Clinical pictures of N. nana infections in humans are related mainly to tinea corporis with a characteristic ring shape with an erythematous, scaly, circinate plaque and, rarely, dry or inflammatory tinea capitis [11]. Occasionally, lesions on the skin may suggest Microsporum canis infection [15]. Bonifaz et al. [22] described two severe cases of N. nana infection in siblings in 2019, in which an 8-year-old boy was affected by mycosis of the scalp developing as a pseudoalopecic tumour lesion and a 6-year old girl, his sister, presented with dermatomycosis characterized by multiple erythematous-scaly plaques on her face, trunk, and arms. Dermatomycosis among children in Mexico is closely related to the coexistence with pigs on the same farm [22]. The authors of these publications do not consider other sources of N. nana infection in these two cases.

Our study reveals, however, completely different characteristics of this dermatophyte species.
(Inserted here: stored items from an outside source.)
PR #227, opened 2020-09-14
Add close function

### LINKED ISSUE #214: Provide method to kill bridge
Currently, it is impossible to kill the bridge via publicly accessible methods. While the appservice part can be killed via `bridge.appService.close()`, we still have the intent culling loop at https://github.com/matrix-org/matrix-appservice-bridge/blob/develop/src/bridge.js#L413 , which has to be manually killed with `clearTimeout(bridge._intentLastAccessedTimeout)`.

The bridge should instead expose a `killBridge` function that performs both of these, and whatever is needed in the future to ensure the bridge terminates.

This causes an issue with integration tests because the tests would never end with a dangling loop.

Half-Shot:
Fixes #214

### DIFF
--- a/src/bridge.ts
+++ b/src/bridge.ts
@@ -1219,9 +1219,11 @@ export class Bridge {
     public async close() {
         if (this.intentLastAccessedTimeout) {
             clearTimeout(this.intentLastAccessedTimeout);
+            this.intentLastAccessedTimeout = null;
         }
         if (this.appservice) {
             await this.appservice.close();
+            this.appservice = null;
         }
     }
 
--- a/src/bridge.ts
+++ b/src/bridge.ts
@@ -1212,6 +1212,19 @@ export class Bridge {
         return true;
     }
 
+    /**
+     * Close the appservice HTTP listener, and clear all timeouts.
+     * @returns Resolves when the appservice HTTP listener has stopped
+     */
+    public async close() {
+        if (this.intentLastAccessedTimeout) {
+            clearTimeout(this.intentLastAccessedTimeout);
+        }
+        if (this.appservice) {
+            await this.appservice.close();
+        }
+    }
+
 }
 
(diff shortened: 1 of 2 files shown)


src/bridge.ts
```diff
@@ -1212,6 +1212,19 @@ export class Bridge {
...
+     * @returns Resolves when the appservice HTTP listener has stopped
+     */
+    public async close() {
+        if (this.intentLastAccessedTimeout) {
+            clearTimeout(this.intentLastAccessedTimeout);
+        }
+        if (this.appservice) {
+            await this.appservice.close();
+        }
+    }
```
jaller94, line 1226: I think we should reset these or have a boolean flag that prevents the Bridge from being reused.
```suggestion
        if (this.intentLastAccessedTimeout) {
            clearTimeout(this.intentLastAccessedTimeout);
            this.intentLastAccessedTimeout = null;
        }
        if (this.appservice) {
            await this.appservice.close();
            this.appservice = null;
        }
    }
```

jaller94 (approved):
Generally ok, but I would wish we planned for the object being reusable or prevent it from working again.

src/bridge.ts
Half-Shot: Yeah, works for me.

jaller94:
ops. I meant undefined for appservice.

src/bridge.ts
```diff
@@ -1212,6 +1212,21 @@ export class Bridge {
...
+     * @returns Resolves when the appservice HTTP listener has stopped
+     */
+    public async close() {
+        if (this.intentLastAccessedTimeout) {
+            clearTimeout(this.intentLastAccessedTimeout);
+            this.intentLastAccessedTimeout = null;
+        }
+        if (this.appservice) {
+            await this.appservice.close();
+            this.appservice = null;
```
jaller94, line 1226:
```suggestion
            this.appservice = undefined;
```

The three reported cases occurred in Poland in the summer months of 2018 in patients living at a distance of about 150 kms from each other. None of them reported contact with pigs. In addition, the location of the clinical lesions, which covered the edge of the foot and toenails in two of the three described cases, did not indicate a zoonotic origin of the dermatomycosis and might suggest rather a geophilic source. In the literature, there are also reports on exceptional cases of tinea pedis and onychomycosis caused by N. nana [26, 27]. Furthermore, N. nana reservoirs should also be sought in soil, and the information on the dual nature of this dermatophyte, both zoophilic and geophilic, seems to be relevant [28].
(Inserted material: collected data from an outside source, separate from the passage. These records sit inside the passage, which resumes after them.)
PR #643, opened 2026-06-10
feat(rust-workflow): R2 — workflow run-control (resume/retry/cancel) Rust ownership (dark, no route flip; resume live, retry/cancel deferred — see body)

thesongzhu:
**1 of 3 run-control ops is functionally LIVE** (resume); retry/cancel are documented, fail-closed deferrals (not stubs). DARK substrate: no production route, no scheduler/trigger/daemon, no migration, no route flip. Changes no TS file. Purely additive over the existing Rust run model. NOT v1 GO.

## What it mirrors
The TS run-control path — `resumeRun` / `retryRun` / `cancelRun` in `src/workflows/services/friday-workflow-execution-service.ts` — is already METHOD-guarded / fail-closed in the live runtime (the **G4 retirement guard**: every non-route caller is fenced out with 503 `TS_RUNTIME_WORKFLOW_RUNS_RETIRED` while runtime ownership moves to Rust). This PR builds the Rust-owned equivalent of that control surface.

**Run-model note (a deliberate divergence the task prompt conflated):** the prompt described the state machine as `Pending → Running → AwaitingCheckpoint → Done/Failed` — but that is the *Rust* `friday-core::WorkflowRunState` (5 states). The *actual* TS `WorkflowRunStatus` (`friday-workflow-run-machine.ts`) is an 8-state machine (`queued/running/pausing/paused/compensating/completed/failed/cancelled`) with a `failed→running` retry edge and `*→cancelled`. The Rust hub does **not** own the TS schema; it owns the `friday-core` 5-state model persisted in `friday_storage::workflow` and driven by the live S9 engine (`workflow_exec`). So this module mirrors the TS control **logic** (validation order, fail-closed error vocabulary, run effects) mapped onto the Rust model (TS `paused` ≈ Rust `AwaitingCheckpoint`) — it does **not** port the 8 TS state-strings into the Rust `state` column (which would silently corrupt every 5-state reader, since `parse_run_state` coerces unknown strings to `Failed`).

## Per-op scope
[...]

PR #645, opened 2026-06-10
feat(rust-workflow): R2 slice-2 — retry/cancel run-control + friday-core Cancelled/retry-edge (additive) + m0027 (dark)

thesongzhu:
## What this does
Completes the **dark** Rust workflow **run-control plane**. R2 slice-1 (#643) shipped `resume()` and returned `retry()`/`cancel()` as `NotRepresentable` no-write deferrals; the R2 review pinned the exact blocker — `friday-core`'s `WorkflowRunState` had no terminal `Cancelled` and no `Failed->Running` edge, and `workflow_step` had no per-attempt / `cancel_reason` columns. This slice makes the **minimal additive** core + storage extension and builds both ops over it. **DARK: no production route, no flag, no scheduler/trigger, no TS file touched.**

## 1. friday-core — the additive core change (and proof of no behavior change)
`crates/friday-core/src/workflow.rs`, **ADDITIVE ONLY**:
- New terminal variant `WorkflowRunState::Cancelled` (distinct from `Failed`).
- New edges: `Failed -> Running` (retry, the only new edge into `Running` — does **not** widen resume) and `{Pending, Running, AwaitingCheckpoint} -> Cancelled` (cancel; terminal `Done`/`Failed`/`Cancelled` have **no** `-> Cancelled` edge → no terminal reopen).
- `as_str()`/`is_terminal()` extended for `Cancelled`.

**No existing variant or edge changed.** The shared enum is consumed by the LIVE S9 engine + `skill.rs`/`planning.rs`/`workflow_read.rs`, but those reference the type only in docs and via `as_str`/`is_terminal`/`matches!` predicates — the **only** exhaustive `match` is `as_str()` in the core file itself (verified by grep). Proof tests:
- `r2_additive_change_preserves_every_pre_existing_edge_and_classification` — every pre-slice-2 edge still ALLOWED, every pre-existing rejection still REJECTED (`Pending->Done`, `Done->Running/Failed`, `Failed->Done`, `Failed->AwaitingCheckpoint`), every label + terminal classification unchanged.
- `r2_cancelled_state_and_retry_edge_are_additive_and_terminal` — `Cancelled` distinct/terminal, new edges allowed, terminal states have no `-> Cancelled` edge, no edge out of `Cancelled`.
- Pre-existing `run_state_machine` is untouched and still passes.

## 2. friday-storage — parse round-trip + m0027 (additive)
- **`parse_run_state`** adds `"cancelled" => Cancelled` — NOT the `_ => Failed` catch-all. This is the **non-compiler-enforced** correctness condition: without it, a cancel write would silently read back as `Failed`, reintroducing the cancelled/failed erasure the hard rules forbid.
- **m0027 (v27)** — two ADDITIVE `ALTER ADD COLUMN`s on the **already-Hub-only** workflow tables: `workflow_step.attempt INTEGER NOT NULL DEFAULT 1` (base attempt = 1, matching TS's 1-based node attempt) and `workflow_run.cancel_reason TEXT` (nullable). **No new table → `HUB_ONLY_TABLES` is correctly untouched** (both columns hang off tables already registered Hub-only). No ALTER that breaks v26 rows.
- New fns: `cancel_run` (atomic terminal `Cancelled` + `cancel_reason`, transition validated through the **same** core machine `set_run_state` uses), `reopen_failed_step` (reopens the non-`Verified` frontier → `Pending`, `attempt += 1`, clears stale evidence_ref; refuses a `Verified` step), `step_attempt` / `run_cancel_reason` readers.
- **KAT** `forward_migration_v26_to_v27_adds_run_control_columns_and_preserves_v26_rows`: seeds a v26 run+step, asserts both columns absent at v26, reopens → v27, asserts pre-existing rows survive with `attempt` backfilled to 1 and `cancel_reason` NULL, then cancels through the typed API and confirms terminal `Cancelled` (NOT Failed) round-trips on the migrated DB.

## 3. friday-hub — retry/cancel over the extended core
- **`retry_workflow`** (new engine entrypoint in `workflow_exec.rs`) mirrors `resume_workflow`'s STRUCTURE — it **reuses** `gate_dispatch` + `advance_from`, does **not** re-implement execution. **Key correctness finding:** the engine **never persists a `Failed` *step* status** — an exec-error on a side-effect step leaves it `ProofPending`, on a pure step `Running`, and a denied checkpoint stays `Pending`. So the retry frontier is the **first non-`Verified`** step (generalizing resume's Pending-only finder). Sequence: precheck run is `Failed` → reopen frontier (`attempt+1`) → `Failed->Running` → manual re-dispatch of the frontier THROUGH THE GATE (no `add_step` → no PK collision) → `advance_from(frontier+1)`. A mutating frontier with no approval **re-pauses** (never executes unapproved). Verified earlier steps are never re-run.
- **`retry()` / `cancel()`** in `workflow_run_control.rs` delegate over the extended core, mirroring `resume()`'s fail-closed precheck pattern (NotFound → InvalidTransition → Definition). `cancel()` never loads a definition or spends executor effort; it writes terminal `Cancelled` + reason and **never coerces onto `Failed`**. `RunControlError::NotRepresentable` removed (now dead).

## retry/cancel semantics vs TS (`friday-workflow-execution-service.ts`)
- `cancelRun(runId, reason)`: TS `assertTransition(status,"cancelled")` + `finalizeRun(...,"cancelled",{message: reason})`. Rust matches: terminal-state refusal + atomic `Cancelled`+reason write. TS also aborts in-flight `AbortController`s; Rust runs are driven synchronously (no background controller), so there is nothing to abort — documented.
- `retryRun(runId, nodeIds)`: TS `assertTransition(status,"running")` + per-node `attempt+1`/idempotency-key retry rows. Rust matches the `Failed->Running` transition + `attempt+1` (in-place UPDATE, since `workflow_step` keys on a single `step_id` PK rather than `(runId,nodeId,attempt)`). Selective-node retry: the linear Rust engine has a single failure frontier, so a supplied `nodes` selection must name exactly that frontier step or it is fail-closed `InvalidTransition` (never silently ignored).

## Deferred ACs (explicit, not stubbed)
- **No idempotency keys** — retry re-drives the frontier (correct for a transient failure); a *partially-applied* side effect could double-run. Documented in the engine + control docs.
- **Arbitrary-subset node retry** — needs a DAG engine; the linear engine has one frontier.

## Test evidence (worktree, base `01e9d591`)
```
cargo build              Finished dev profile
cargo fmt --check        clean (exit 0)
cargo clippy --workspace --all-targets -- -D warnings   Finished (no warnings)

friday-core      test result: ok. 146 passed; 0 failed   (incl. the 2 additive-proof tests)
friday-storage   v26_to_v27 KAT ok · cancel_run_writes... ok · cancel_run_fail_closed... ok · reopen_step... ok
friday-hub       test result: ok. 499 passed; 0 failed
  retry_re_drives_a_real_engine_failure_to_done_through_the_gate ... ok   (transient exec, NO injected state)
  retry_of_a_mutating_frontier_re_pauses_without_an_approval_and_never_executes_unapproved ... ok
  retry_fail_closed_unknown_non_failed_and_bad_node_selection ... ok
  cancel_writes_terminal_cancelled_with_reason_and_never_coerces_to_failed ... ok
  cancel_fail_closed_unknown_and_terminal_runs ... ok
friday-arch-tests  all green
```

DARK substrate — NOT v1 GO.

### DIFF
--- a/rust-core/crates/friday-core/src/workflow.rs
+++ b/rust-core/crates/friday-core/src/workflow.rs
@@ -12,6 +12,15 @@ use crate::error::CoreError;
 
 /// Lifecycle of a workflow run. Checkpoints requiring user action pause the run
 /// in `AwaitingCheckpoint` (those go to Activity, `08` §1/§4).
+///
+/// R2 slice-2 (additive): `Cancelled` is a NEW terminal state (mirrors the TS
+/// `WorkflowRunStatus` `cancelled`, distinct from `failed`), and a `Failed ->
+/// Running` retry edge + `{Pending,Running,AwaitingCheckpoint} -> Cancelled`
+/// cancel edges are added. NO existing variant is changed/removed and NO existing
+/// transition edge is altered — `Pending`/`Running`/`AwaitingCheckpoint`/`Done`/
+/// `Failed` and every prior edge behave byte-identically (the LIVE S9 engine,
+/// `skill.rs`/`planning.rs`/`workflow_read.rs` only reference the type in docs and
+/// `as_str`/`is_terminal` predicates, none of which change for the old variants).
 #[derive(Clone, Copy, Debug, PartialEq, Eq)]
 pub enum WorkflowRunState {
     Pending,
@@ -19,6 +28,12 @@ pub enum WorkflowRunState {
     AwaitingCheckpoint,
     Done,
     Failed,
+    /// Terminal: the run was cancelled by the owner/operator (distinct from
+    /// `Failed` — a cancel is an intentional stop, not an error). NEW in R2
+    /// slice-2; mirrors TS `cancelled`. Coercing a cancel onto `Failed` would
+    /// erase this distinction (the data-fudge the hard rules forbid), so the
+    /// state is first-class.
+    Cancelled,
 }
 
 impl WorkflowRunState {
@@ -29,17 +44,24 @@ impl WorkflowRunState {
             WorkflowRunState::AwaitingCheckpoint => "awaiting_checkpoint",
             WorkflowRunState::Done => "done",
             WorkflowRunState::Failed => "failed",
+            WorkflowRunState::Cancelled => "cancelled",
         }
     }
 
     pub fn is_terminal(&self) -> bool {
-        matches!(self, WorkflowRunState::Done | WorkflowRunState::Failed)
+        // `Cancelled` is terminal alongside `Done`/`Failed` (a cancelled run is a
+        // finished run). The existing `Done`/`Failed` classification is unchanged.
+        matches!(
+            self,
+            WorkflowRunState::Done | WorkflowRunState::Failed | WorkflowRunState::Cancelled
+        )
     }
 
     pub fn can_transition_to(&self, next: WorkflowRunState) -> bool {
         use WorkflowRunState::*;
         matches!(
             (self, next),
+            // --- Pre-R2 edges (UNCHANGED — byte-identical to slice-1) ---
             (Pending, Running)
                 | (Pending, Failed)
                 | (Running, AwaitingCheckpoint)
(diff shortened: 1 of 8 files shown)


thesongzhu:
Post-review follow-up (addressed before merge):
- **Cancelled-run READBACK path verified.** `workflow_read.rs` re-validates only the *step* status (against `StepStatus`, unchanged here) and the step_id shape; the *run* `state` is a verbatim pass-through string with no closed-vocab allowlist, so a cancelled run projects `state = "cancelled"` correctly (no coercion to failed on the read side). Added `run_summary_projects_the_cancelled_state_faithfully_not_coerced_to_failed` to lock this contract.
- **Stale truth-labels in the module header fixed** (no-false-info): the header said "NO migration" (now false — m0027 lands) and described a "5-state … coerces unknown to Failed" enum (now 6-state; `cancelled` is a KNOWN string that round-trips). Both corrected.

Interestingly, genotyping of clinical isolates by MP-PCR showed no homology of the strains. Two different types of profile were obtained: the first one characteristic for the male patient and the other one determined for the two female patients. Finding causal links between this genomic similarity and infection epidemiology can only be speculative, but it is important that methods for determining genomic diversity can also be used for N. nana. There are no reports in the literature about genomic polymorphism in this species of dermatophyte. In many outbreaks of dermatomycoses of different aetiology, e.g. caused by Microsporum canis [17, 29, 30] or Trichophyton verrucosum [20], genotyping methods have been found greatly suitable in searching for the most probable sources of infection and determining pathogen transmission pathways. Comprehensive analysis on this issue for N. nana infections is necessary to reach definitive findings.
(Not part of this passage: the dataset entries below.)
PR #661, opened 2026-06-11
fix(ns-hardening): close dot-join namespace collision (TS+Rust shared, F5.5) — TS LIVE / Rust DARK

thesongzhu:
### What this closes
The session-memory namespace is built by `.`-joining 7 segments
(`tenant.<account>.channel.<channel>.user.<user>.shared`) into a composite
string that becomes the memory **`principal_id` SCOPE** (Rust
`lib.rs:6161`, `memory_extraction.rs:456`). The segment normalizer **kept
the literal `.`** — TS `normalizeNamespaceSegment` regex `/[^a-z0-9._-]/g`
(`.` in the keep-class) and Rust `is_kept` returning `true` for `.`.

Because `.` was both a kept intra-segment char **and** the segment joiner,
a userId / accountId / channel literally containing the joiner word (e.g. a
userId `x.user.y`) could **forge a different (account, channel, user)
tuple's** namespace string → a cross-scope memory read/write collision.
Concretely, pre-fix both of these DISTINCT tuples produced the SAME string
`tenant.a.channel.b.user.x.user.y.shared`:
- `(a, b, "x.user.y")`
- `(a, "b.user.x", y)`

### Fix — drop-dot (chosen over escape-dot)
Drop `.` from the segment keep-set in **both** halves identically — `.` now
maps to `-` like any other punctuation. With no `.` inside any segment, the
composite always splits into exactly the seven fixed-position parts, so the
mapping is **injective over normalized segment tuples**: this closes the
**cross-position joiner-injection** (a segment can no longer forge a
different account/channel/user split). The **within-position** normalization
stays lossy (`a.b` ≡ `a-b`, the same accepted behavior as the pre-existing
`@` → `-`) — lower-severity and not exploitable under single-owner v1; this
is NOT a universal-injectivity claim.

This is a one-character, **byte-identical** TS↔Rust change that preserves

Unfortunately, in the literature, there are only few reports on the minimal inhibitory concentration (MIC) values of N. nana. Hence, antifungal therapy is usually chosen based on the response observed when treating other dermatomycoses caused by fungi of the genus Microsporum [22, 31]. In our study, the in vitro susceptibility to the main antifungals indicates that N. nana is highly sensitive to itraconazole, ketoconazole, terbinafine, and naftifine hydrochloride. Wildfeuer et al. [32] observed the following MICs for N. nana (Microsporum nanum in the original publication): griseofulvin 3.1 μg/ml; voriconazole and itraconazole 0.78 μg/ml, and ketoconazole 0.2 μg/ml. In turn, in their case report of dermatomycoses in the siblings, Bonifaz et al. [22] noted that N. nana was sensitive to miconazole, clotrimazole, and ketoconazole without specifying the inhibitory concentration range of these drugs. Furthermore, there are no precise data in the literature about N. nana sensitivity toward terbinafine and naftifine hydrochloride. Noteworthy, these studies include only few strains. This issue requires more extensive research and deeper discussion.